Issue #1393, opened 2026-08-11
fix(ingest): an edited spreadsheet is never detected as changed (ledger hashes the empty string)


Geoffe-Ga:
## What

On the ledgered ingest path, `record_in_ledger` stores `ledger.content_hash(parsed.content)` and `write_fragment_idempotent` decides changed-vs-unchanged by comparing that hash.

`SpreadsheetIngestor.parse` sets `content=""` for every fragment — the rendered table is produced later, in `convert_to_markdown`. So **every** spreadsheet unit records the SHA-256 of the empty string, forever.

Consequence: an uploaded workbook whose cells the operator has edited re-ingests as `unchanged`. The new values are never written to the vault. The run reports success.

`PresentationIngestor.parse` has the identical `content=""` shape and is presumed to have the identical defect; it is not ledger-reachable today via `creek.upload` only because of extension routing, so confirm before fixing.

## Reproduce

Upload a `.xlsx` through `creek.upload`, change a cell, re-upload under the same `external_id`. Expected `action: updated` with the new table on disk; actual `action: unchanged` with the original table.

## Not caused by #1305, and specifically not fixable the obvious way

#1305 gave each sheet its own ledger key, so each sheet now has its own record — but every one of those records still holds the empty-string hash. #1305 neither caused nor cured this.

**Do not fix it by moving the sheet discriminator into `parsed.content`.** That was measured during #1305's design and it is data loss: a discriminator in `content` changes the content hash while leaving all N sheets on one ledger key, which makes `write_fragment_idempotent` take the changed branch, reassign `fragment.id = record.fragment_id`, and overwrite sheet 1 with sheet 2 and then sheet 3 — reported as `created=1 updated=2`, which reads like work was done.

## Shape of a real fix

Hash the *rendered* content the fragment will actually carry, not `parsed.content`. That means either running `convert_to_markdown` before the ledger record is written, or having such ingestors populate `content` with the rendered body and adjusting the id derivation accordingly — the latter moves fragment ids and therefore needs the same migration care #1305 and #1329 both needed.

## Acceptance

- [ ] Editing a cell in a ledgered workbook and re-uploading reports `updated` and writes the new table.
- [ ] Re-uploading an UNMODIFIED workbook still reports `unchanged` (no spurious rewrite).
- [ ] Whether `PresentationIngestor` shares the defect is established, and covered either way.
- [ ] Any change to id derivation carries the pin discipline #1329 established.

Discovered while implementing #1305.

Issue #1392, opened 2026-08-11
fix(models): Fragment silently discards ingestor frontmatter it does not model


Geoffe-Ga:
## What

`Fragment` (`creek/models.py`) sets `model_config = ConfigDict(use_enum_values=True)` and does **not** set `extra`, so pydantic's default `extra="ignore"` applies. `assemble_ingested_fragment` builds the frontmatter dict from whatever the ingestor emitted and then calls `Fragment.model_validate(frontmatter_dict)` — which **silently discards every key the model does not declare**.

`SpreadsheetIngestor.generate_frontmatter` emits `sheet`, `rows` and `columns`. None of the three ever reaches a vault file.

Verified by dumping a written fragment: `grep -cE '^sheet:|^rows:|^columns:'` returns 0.

`tests/test_spreadsheet_presentation_ingestors.py::test_frontmatter_records_platform_and_dimensions` asserts all three keys — on the **dict the ingestor returns**, which is true, and which never becomes a file. So the suite looks like it covers this and does not.

## Why it matters now

Before #1305 this was cosmetic. After #1305 the sheet name is load-bearing provenance: a multi-sheet workbook produces one fragment per sheet, and the *only* per-sheet markers that survive to disk are the `title`, the filename derived from it, the `# <file> — <sheet>` body heading, and (on the ledgered path) `source.origin_key`. The structured `sheet` field an automated consumer would want is dropped.

#1305 decided explicitly to **accept the drop** rather than widen the model inside a bugfix, and pinned the current behaviour in `test_sheet_rows_and_columns_do_not_survive_to_disk` so a future change is a deliberate one.

## Options

1. Declare the fields on a spreadsheet-aware model or a typed `extra_frontmatter` passthrough on the writer.
2. Set `extra="allow"` on `Fragment` — **rejected as stated**: it would let every ingestor's typos become vault frontmatter.
3. Keep the drop and document it in the ingestor contract.

Note the trap that rules out the obvious shortcut: `_write_model` serialises with `model.model_dump(mode="json")` and no `exclude_none`, so adding a nullable field to `FragmentSource` appends `unit: null` (or `sheet: null`) to the `source:` block of **every fragment written by every ingestor**, not just spreadsheets.

## Acceptance

- [ ] A decision is recorded (surface the fields, or document the drop in the `Ingestor` contract docstring).
- [ ] If surfaced: no new key appears in the frontmatter of fragments from ingestors that do not set it.
[...]

PR #1394, opened 2026-08-11
fix(ingest): give every sheet of a workbook its own identity

### LINKED ISSUE #1305: fix(ingest): every sheet of a multi-sheet workbook gets the same fragment id — all but the last are lost
**Severity:** High
**Remediation:** fix (give the id hash a per-sheet discriminator) + regression test

## Problem

Every sheet of a multi-sheet workbook collapses into a single vault fragment. Only the last
sheet survives; the rest are silently lost.

`SpreadsheetIngestor` emits one `ParsedFragment` per sheet, but sets `content=""`
(`creek/ingest/spreadsheets.py:450`, comment: `# Markdown rendered in convert_to_markdown.`)
with the same `timestamp` (`:437`) and the same `source_path` (`:458`).
`assemble_ingested_fragment` derives the fragment id from `source_path + timestamp +
content` (`creek/ingest/base.py:441-445`) — and `content` is the only per-sheet
discriminator that hash sees. `generate_frontmatter` also emits no `title`
(`spreadsheets.py:479-504`), so `base.py:447` falls back to the file stem for every sheet
and the vault filename collides too.

Taxonomy family 0 (silent data loss). The payload refactor (#166) moved sheet content onto
`ParsedFragment.payload` and left `content` empty; the id derivation was never updated.

**Current state:** an XLSX with N sheets yields N fragments carrying **one** id, which
`VaultWriter` collapses to one file containing only the last sheet.

## Evidence (corroboration)

**Signal 1 — reproducing artifact.** A 3-sheet stub workbook through
`SpreadsheetIngestor(backend=stub).ingest(path)` then `assemble_ingested_fragment`:

```
('frag-095913511f6c', 'Budget')
('frag-095913511f6c', 'Notes')
('frag-095913511f6c', 'Q3')
distinct ids: 1 of 3
```

Driving the same three fragments through `VaultWriter` writes **1 file**
(`01-Fragments/Data/2026-08-09-book.md`) containing only the last sheet.

**Signal 2 — structural, and the sibling is safe.** `presentations.py:310` sets
`content=""` the same way, but emits exactly **one** fragment per file, so only the
spreadsheet ingestor is exposed to the collision. That asymmetry is the tell: the empty
`content` is only a defect where multiple fragments share a `(source_path, timestamp)`.

Reachable from both `creek ingest --type spreadsheet` and `creek process`
(`creek/pipeline.py:498`).

## Scope

Covers per-sheet fragment identity and titling in `creek/ingest/spreadsheets.py`.

Explicitly NOT in scope: the openpyxl-absent / CSV-encoding coverage gaps (#870), the
`has_header` plumbing, or the shared `discover()` duplication with `presentations.py`.

## Tasks

1. Give the id a per-sheet discriminator — either include `sheet.name` in
   `ParsedFragment.content`, or extend `generate_fragment_id`
   (`creek/ingest/base.py:330-346`) with an optional `discriminator` argument and pass the
   sheet name from `spreadsheets.py:448-462`.
2. Emit a per-sheet `title` (e.g. `"<file stem> — <sheet name>"`) from
   `generate_frontmatter` (`spreadsheets.py:479-504`) so the vault filename stops colliding.
3. Add a regression test: a 3-sheet workbook produces 3 distinct ids, 3 distinct titles, and
   3 files on disk after a `VaultWriter` round-trip.

## Acceptance Criteria

- [ ] An N-sheet workbook yields N fragments with N distinct ids.
- [ ] After writing to a vault, N files exist and each contains its own sheet's content.
- [ ] Re-ingesting the same workbook is idempotent (same ids, no new files).

## Files to Create/Modify

| File | Action |
|------|--------|
| `creek-tools/creek/ingest/spreadsheets.py` | Modify |
| `creek-tools/creek/ingest/base.py` | Modify (only if the `discriminator` route is chosen) |
| `creek-tools/tests/test_spreadsheet_presentation_ingestors.py` | Modify |

Geoffe-Ga:
## Summary

Every sheet of a multi-sheet workbook derived the same fragment id, so all but one were silently dropped. This gives each sheet its own identity — and closes the three ratchets that opening that door creates.

**The issue body is wrong about the symptom, and correcting it matters.** It says twice that "only the last sheet survives". It is the **first**. `VaultWriter._write_model` takes the lock, calls `_find_existing_locked` and returns the existing path, so writes 2..N are silent no-ops. A test written to the body's wording is red before *and* after the fix and certifies nothing.

### The four-combination matrix, re-measured at this branch's base

```
                                    run  created updated unchanged  files  headings on disk
HEAD,  unledgered (creek ingest)    1      3       0        0         1    Budget
HEAD,  ledgered  (creek.upload)     1      1       0        2         1    Budget
                                    2      0       0        3         1    Budget
FIXED, unledgered (creek ingest)    1      3       0        0         3    Budget, Notes, Q3
FIXED, ledgered  (creek.upload)     1      3       0        0         3    Budget, Notes, Q3
                                    2      0       0        3         3    Budget, Notes, Q3
```

The `FIXED, ledgered` row is the one that needed work. A per-sheet **fragment id alone does not produce it** — `derive_source_key` keys on the file, so all N sheets share one `origin_key` and one `LedgerRecord`, and `write_fragment_idempotent` then reassigns `fragment.id = record.fragment_id` and overwrites sheet 1 with sheet 2 and then sheet 3. That intermediate state reports `created=1 updated=2`: two of three sheets still lost, wearing a success message. Closing it needs a per-sheet **source key** as well.

### What changed

1. **`creek/ingest/source_unit.py`** (new) — `SOURCE_UNIT_SEPARATOR`, `compose_source_unit`, `split_source_unit`. One spelling, shared by the ingest derivation, the ledger, and the purge engine. No heavy imports, so `creek.purge` can take it without pulling `creek.classify`.

2. **`ParsedFragment.source_unit` + `identity_key`** — the discriminator rides on a new optional field, and `identity_key` is the single string every identity derivation reads. `source_path` is left as the whole file. That is a deliberate departure from the planned design, and the reason is below.

3. **`SpreadsheetIngestor.parse`** sets a per-sheet unit **only when the workbook yields two or more non-empty sheets**, plus an explicit per-sheet `title` in `generate_frontmatter`.

4. **The ledgered path** — `attach_origin_key` composes the unit into `source.origin_key`; `SourceLedger.records_for` enumerates a base key's units; `creek_mcp/tools/upload.py`'s `_resolve_fragment_id` becomes `_resolve_fragment_ids` and all four consumers are updated.

5. **The purge sweep** — `PurgeEngine._resolve_staged_source` tries the whole key, then its path half, re-applying both containment guards.

### The design departs from the plan, because the plan predates `routing.py`

The judged plan put the discriminator directly in `ParsedFragment.source_path`. That was correct against the tree it was written for. It is not correct against this one.

`creek/ingest/routing.py` was added by #1387 (issue #1304) and **did not exist** at the commit the plan was written against — `git cat-file -e fdfc39f:creek-tools/creek/ingest/routing.py` returns `ABSENT`. `arbitrate` decides which ingestor owns a source file by grouping fragments on `fragment.source_path`. Overloading that string would give a 3-sheet workbook three distinct "source files", so a contested extension would no longer be arbitrated at all — both the specialist's fragments *and* the generic fallback's would survive, which is precisely the double-writing #1304 had just fixed.

Two further hazards the overload carries, both measured rather than reasoned: `Path("book.xlsx#Budget").suffix` is `'.xlsx#Budget'`, so any suffix dispatch on the string mis-routes; and five production consumers of `.source_path` (`creek/fragment.py:213/252/290/302/362`) were outside the plan's stated audit.

Putting the unit on its own field gets everything the overload got — per-sheet fragment id, per-sheet provenance, per-sheet ledger key — with none of that. `arbitrate` needed no change at all. This is **not** the rejected `FragmentSource.unit` approach: `ParsedFragment` is an in-memory parse-stage model that is never serialised, so no `unit: null` appears in any vault file.

### Migration: the #1304 answer, reused

Two populations were at risk.

**Every existing CSV and single-sheet XLSX** — pinned **by construction**. A workbook with exactly one non-empty sheet emits no unit, so it hashes exactly what it hashed before. A ledger backfill was unavailable (`ledger_for_source` returns `None` for every source type but markdown, and #1368's `pin_ids.py` is markdown-only by construction), so the pin had to be in the derivation. Proven, not asserted: `git archive HEAD` into a scratch tree, verified to import pre-fix code, then the same scenarios run there —

| source | pre-fix id | post-fix id |
|---|---|---|
| one-sheet `book.xlsx` | `frag-2ae23100e7a8` | `frag-2ae23100e7a8` |
| `book.csv` | `frag-e2f9d18e46af` | `frag-e2f9d18e46af` |
| `deck.pptx` | `frag-439246060197` | `frag-439246060197` |

The **filename** is pinned too, which is why `generate_frontmatter` emits the bare stem when there is no unit rather than naming the lone sheet: an id pin that lets the filename churn is only half a pin.

**The one collapsed fragment per multi-sheet workbook** — **detected, named, and left alone**, which is the answer #1304 gave the same shape of problem (`contested_sources`: name the strays, point at the read-only `creek purge source --dry-run` recipe, delete nothing). `collapsed_unit_warning` recomputes the superseded id — exactly what the fragment in hand hashes to with no unit — and looks it up in the writer's id index. It rides the existing `IngestRunResult.warnings` + `on_warning` channel #1329 built, so `creek ingest` prints it with no new CLI surface.

That detector is strictly better than the frontmatter-recomputation one the plan proposed: no vault walk, no `platform` scoping heuristic, no sibling check, and it sidesteps both frontmatter traps (`ingested` reads back as a `str`; its trailing `Z` hashes differently from `+00:00`) by never reading frontmatter. It is self-clearing and silent on unit-less sources.

I did **not** ship a tombing migration. Deleting operator vault content on the strength of a heuristic is the one-way operation this repo has now twice declined to automate, and I saw no reason #1305 differs.

### Two ratchets this fix opens, both closed here

Neither is optional; `SpreadsheetIngestor.parse` alone would be two privacy regressions.

- **RTBF purge.** A sub-unit `origin_key` resolves inside the staging root but names no file, so `is_file()` returned early and the staged workbook **survived an erasure request**. `_resolve_staged_source` now falls back to the path half — re-applying *both* guards, and only ever widening deletion inside the staging roots. Whole-key-first means a genuinely `#`-named file (`report#1.xlsx`) still resolves to itself.
- **The #970 tier gate.** `_resolve_fragment_id` looked up the bare staged key and returned `None`, which every caller reads as "this id owns nothing": the gate would compute `existing=None` and **admit a caller at `ceiling=open` to overwrite intimate content**; `_discard_unreferenced` would **unlink a workbook three live fragments still reference**; `_refuse_extension_conflict` would fork one `external_id` onto two fragments. All four now read the id list.

### The two surfaces that bypass `run_ingest`

Both were named in the issue's blast radius and neither is reachable by a `run_ingest` test, so both got their own:

- The **`creek.ingest` MCP tool** audit-logged the same id three times in `affected_fragment_ids` — a false audit record, and audit records are what an RTBF request is answered from. Now three distinct ids. Fixed (upstream in `parse`) **and asserted**.
- **`creek process`** classified all N fragments and then discarded N−1 when the writer deduped, paying N−1 LLM calls for nothing. That waste is gone as a side effect; flagging it for #1303/#1304 so nobody re-plans around a number that has already moved.

## Test plan

**RED, correctly stated.** `test_multi_sheet_workbook_writes_one_file_per_sheet` asserts persisted vault state — three files, and each of `# book.xlsx — Budget` / `— Notes` / `— Q3` in exactly one file — not a returned id. Its docstring states the *first*-sheet symptom. No `frag-<12hex>` literal appears in any multi-sheet test: ids hash the absolute `tmp_path`, so the issue body's `frag-095913511f6c` is unreproducible (three runs gave three different values). Literals appear only in the pin tests, under `monkeypatch.chdir` with a relative path and a forced mtime.

**Each hunk proven load-bearing** by reverting only it:

| reverted | result |
|---|---|
| `parse` emits no unit | 19 failures across all four surfaces |
| `attach_origin_key` drops the unit | 9 failures — ledgered path only, the piece a per-sheet id does not give you |
| purge sub-unit fallback | 2 failures — the workbook survives RTBF |
| upload plural resolution | 4 failures, incl. `fragment_id is None` (gate ratchet) and a destroyed staged workbook |
| advisory | 1 failure |
| *(restored)* | 120 passed |

**Mutation battery: 26 mutants at first pass** (extended to 33 after review — see below). The first run reported 26/26 with a scope list containing a filename that does not exist — pytest exited 4 on every run, so every "kill" was false. Fixed the scope, added a fail-fast baseline-green guard, and re-ran: **4 real survivors**, all genuine coverage gaps rather than equivalent mutants, each closed with a new test:

- `M9` provenance id reverted to `source_path` — the second, independent `generate_fragment_id` call site was unasserted. → `test_each_sheet_gets_its_own_provenance_entry`.
- `M15` `records_for` unordered — `fragment_id` reduces N ids to one, and insertion order is not a promise the ledger makes. → `test_multi_sheet_fragment_id_is_stable_under_sheet_order`, with anti-alphabetical sheet names so the two orders disagree.
- `M23` advisory dedup removed — would overstate stray content by a factor of N. → `test_collapsed_advisory_names_each_superseded_id_once`.
- `M24` advisory fires for unit-less fragments — would accuse the operator on **every** re-ingest of every CSV. → `test_single_sheet_re_ingest_raises_no_collapsed_advisory`.

**Gate 2:** `./scripts/check-all.sh` exit code **0**, 12/12 checks. Aggregate branch coverage 94.43%; `creek/ingest/spreadsheets.py` 89.77% (up from 89.50%, floor 80%); `source_unit.py` and `ingest/base.py` 100%. Integration + e2e: 380 passed, including #1304's `test_mixed_extension_tree_routes_one_ingestor_per_file` — its `sheet.csv` is single-sheet, so the carve-out keeps it at one fragment and the one-ingestor-per-file invariant intact.

### Gate 2.5 found two real security defects, both fixed

Self-review returned `BLOCKERS`. Both were genuine, both were introduced by this change, and both are now fixed at the root with a regression test proven to catch them.

**1. A sheet name containing `#` minted an unreadable key.** Excel permits `#` in a sheet title (openpyxl round-trips one), so `Rev#2` composed `…/book.xlsx#Rev#2`. `split_source_unit` splits at the *last* separator, giving base `…/book.xlsx#Rev` — a file that does not exist — so the RTBF purge deleted the fragment and **silently left the staged workbook on disk**, `journal_staged_removed == 0`, no error. A regression versus pre-#1305, where no unit existed and the whole-key lookup matched.

Fixed at mint time, not in the reader: `sanitize_unit` rewrites the separator, so "the unit half of a composed key never contains a separator" is an invariant of the key space rather than something each reader must rediscover. Applied **before** de-duplication — sanitising after would map `Rev#2` and `Rev-2` onto one unit and one id, reintroducing this issue's own defect (pinned by `test_separator_bearing_sheet_names_do_not_collide_after_sanitising`).

**2. Purge one sheet, then re-upload at `ceiling=open`, and the tier gate opened.** Purging one sheet of an N-sheet intimate upload deletes the shared staged workbook (that is the RTBF contract) while the other N−1 fragments stay live, intimate, and ledgered. The #970 gate surveyed the staging *directory*, saw it empty, concluded the `external_id` owned nothing, and admitted the caller as a **creation**. The re-upload restaged to the same deterministic path, `write_fragment_idempotent` matched the survivors by their intact ledger keys, and overwrote intimate content with the low-ceiling caller's bytes — **a privacy-tier bypass reachable through two individually legitimate operations.**

Fixed by surveying the **ledger** (`_ledgered_names_for_id`), which outlives the file it points at, for both the tier gate and the extension-conflict check. Uses `all_keys()` rather than `live_keys()`: a soft-tombed fragment still exists under `10-Liminal/Orphaned/`, and for a gate whose failure mode is *admitting*, over-counting is the safe error.

Reverting either fix turns `refused` back into `ok` on the new tests — verified.

Also from the review, all applied: five stale `path:line` citations in the new tests replaced with symbol references (`writer.py:1258-1261` had drifted into docstring `Args:` text; `pipeline.py:336` likewise — ironic in a change whose own docstring true-up was about exactly this); an unasserted in-vault decoy in the purge traversal test now asserted; and `no_llm=True` on the `creek process` e2e so it cannot reach a live model on a machine with ollama up.

**Mutation battery re-run and extended to 33 mutants** covering both fixes and the two defensive branches they introduced: **33/33 killed, zero survivors.** The two that initially survived (`all_keys` vs `live_keys`; the staging-dir scope filter) are unreachable-today defensive branches — rather than delete them or assert equivalence, both now have a direct ledger-seeding test, so the safety property is pinned for the day it becomes reachable.

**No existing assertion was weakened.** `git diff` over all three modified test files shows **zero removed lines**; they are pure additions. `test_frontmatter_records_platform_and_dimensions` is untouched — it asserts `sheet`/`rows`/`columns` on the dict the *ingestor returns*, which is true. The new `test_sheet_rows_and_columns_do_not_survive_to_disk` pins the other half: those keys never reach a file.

_WHAT THE TASK ASKS_. Would you retype exactly the lines above, from the line with "## Reproduce" to the line with "## Not caused", with both end lines kept and nothing more?

_EXERCISE RESULT_.
## Reproduce

Upload a `.xlsx` through `creek.upload`, change a cell, re-upload under the same `external_id`. Expected `action: updated` with the new table on disk; actual `action: unchanged` with the original table.

## Not caused by #1305, and specifically not fixable the obvious way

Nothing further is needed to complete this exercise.